Two more edges. Real seismicity is best described as near-critical, not exactly critical — recent estimates put the branching ratio short of one, "distinctly subcritical" on some analyses — so the trigger-carries-little-information claim holds approximately, not as an identity. And even inside a near-critical system, sometimes the proximate cause really is the main cause; the claim is a systematic bias, not a rule that triggers never matter. The bias is the point, not a denial of triggers.

The use

Where a system is near-critical, the honest question shifts from "what set it off?" to "what loaded it?" The grain is nearly random; the loading is where the leverage is.

Kin to The Stress Cloud — the slow strain load this borrows its geophysics from — and The Introspection Ceiling for the self-report side, with Anxiety as the Signature of Displacement nearby and Sandpile for the criticality live.

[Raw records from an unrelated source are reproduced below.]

PR #111, opened 2025-01-22
Send OwnerReferences and fix Kinds in objectMetadata

evanj80-illumio:
- Patch kind field to return proper cased K8s Kind
- Add namespace as a resource to send and watch
- Adding OwnerReference to k8s objectMetadata

### DIFF
--- a/internal/controller/k8s_resources.go
+++ b/internal/controller/k8s_resources.go
@@ -93,14 +93,13 @@ func convertMetaObjectToMetadata(logger *zap.SugaredLogger, ctx context.Context,
 			return objMetadata, nil
 		}
 		objMetadata.KindSpecific = &pb.KubernetesObjectData_Pod{Pod: &pb.KubernetesPodData{IpAddresses: convertHostIPsToStrings(hostIPs)}}
-	case "nodes":
+	case "Node":
 		providerId, err := getProviderIdNodeSpec(ctx, clientset, obj.GetName())
 		if err != nil {
 			return objMetadata, nil
 		}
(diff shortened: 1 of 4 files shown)


internal/controller/resource_manager.go
```diff
@@ -113,7 +114,8 @@ func (r *ResourceManager) watchEvents(ctx context.Context, resource string, apiG
 			r.logger.Errorw("Cannot convert runtime.Object to metav1.ObjectMeta", "error", err)
 			return err
 		}
-		metadataObj, err := convertMetaObjectToMetadata(ctx, *convertedData, r.clientset, resource)
+		resource := event.Object.GetObjectKind().GroupVersionKind().Kind
```
evanj80-illumio, line 117: We pass the old resourse format here "pods" or "nodes" because we need that format to start a Watch as thats what k8s api takes. Then within that watchEvents we get the new Kind per event to give to resource stream.

internal/controller/k8s_resources.go
```diff
@@ -96,6 +103,38 @@ func convertMetaObjectToMetadata(ctx context.Context, obj metav1.ObjectMeta, cli
 	return objMetadata, nil
 }
 
+func convertOwnerReferences(ownerReferences []metav1.OwnerReference) ([]*pb.KubernetesOwnerReference, error) {
+	if len(ownerReferences) == 0 {
+		return nil, nil
+	}
+
+	var result []*pb.KubernetesOwnerReference
```
rlenglet, line 111: Pre-allocate the slice.
```suggestion
	result := make([]*pb.KubernetesOwnerReference, 0, len(ownerReferences))
```

rlenglet (changes requested):
Looks great, thanks!
Just one nit.

rlenglet (approved):

PR #121, opened 2025-02-11
devcontainer: bump go version to 1.23

AriSweedler:
First commit :)


.devcontainer/Dockerfile
```diff
@@ -1,4 +1,4 @@
-ARG VARIANT=1.22
+ARG VARIANT=1.23-bookworm
```
rlenglet, line 1: This is the default value of the arg if it's not overridden.
In our case, it _is_ overridden, here:
https://github.com/illumio/cloud-operator/blob/9e2aa1d8332797b68f5cd6c4cd16742cad9c591f/.devcontainer/devcontainer.json#L6
Update that line too.

rlenglet (changes requested):
One other line needs to be updated.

Rests on: Bak, Tang & Wiesenfeld, "Self-Organized Criticality: An Explanation of 1/f Noise," PRL 59, 381–384 (1987); Gutenberg & Richter, "Frequency of Earthquakes in California," BSSA 34, 185–188 (1944); King, Stein & Lin, "Static Stress Changes and the Triggering of Earthquakes," BSSA 84, 935–953 (1994), with elastic rebound from Reid (1910); Taylor & Fiske, "Point of view and perceptions of causality," JPSP 32, 439–445 (1975); Ross, "The intuitive psychologist and his shortcomings," in Advances in Experimental Social Psychology 10, 173–220 (1977), with Heider (1958) and Jones & Harris (1967) — and its cross-cultural qualification in Miller, JPSP 46, 961–978 (1984) and Choi, Nisbett & Norenzayan, Psychological Bulletin 125, 47–63 (1999); Nisbett & Wilson, "Telling more than we can know," Psychological Review 84, 231–259 (1977); on the near-critical/sub-critical limit, branching-process framings of seismicity (Ogata, JASA 83, 9–27, 1988; Helmstetter & Sornette, JGR 107, 2237, 2002). All of these results are established prior art. What is proposed is only the reading of one relation across them — a visible trigger blamed for a magnitude that lives in an invisible load — offered to be argued with.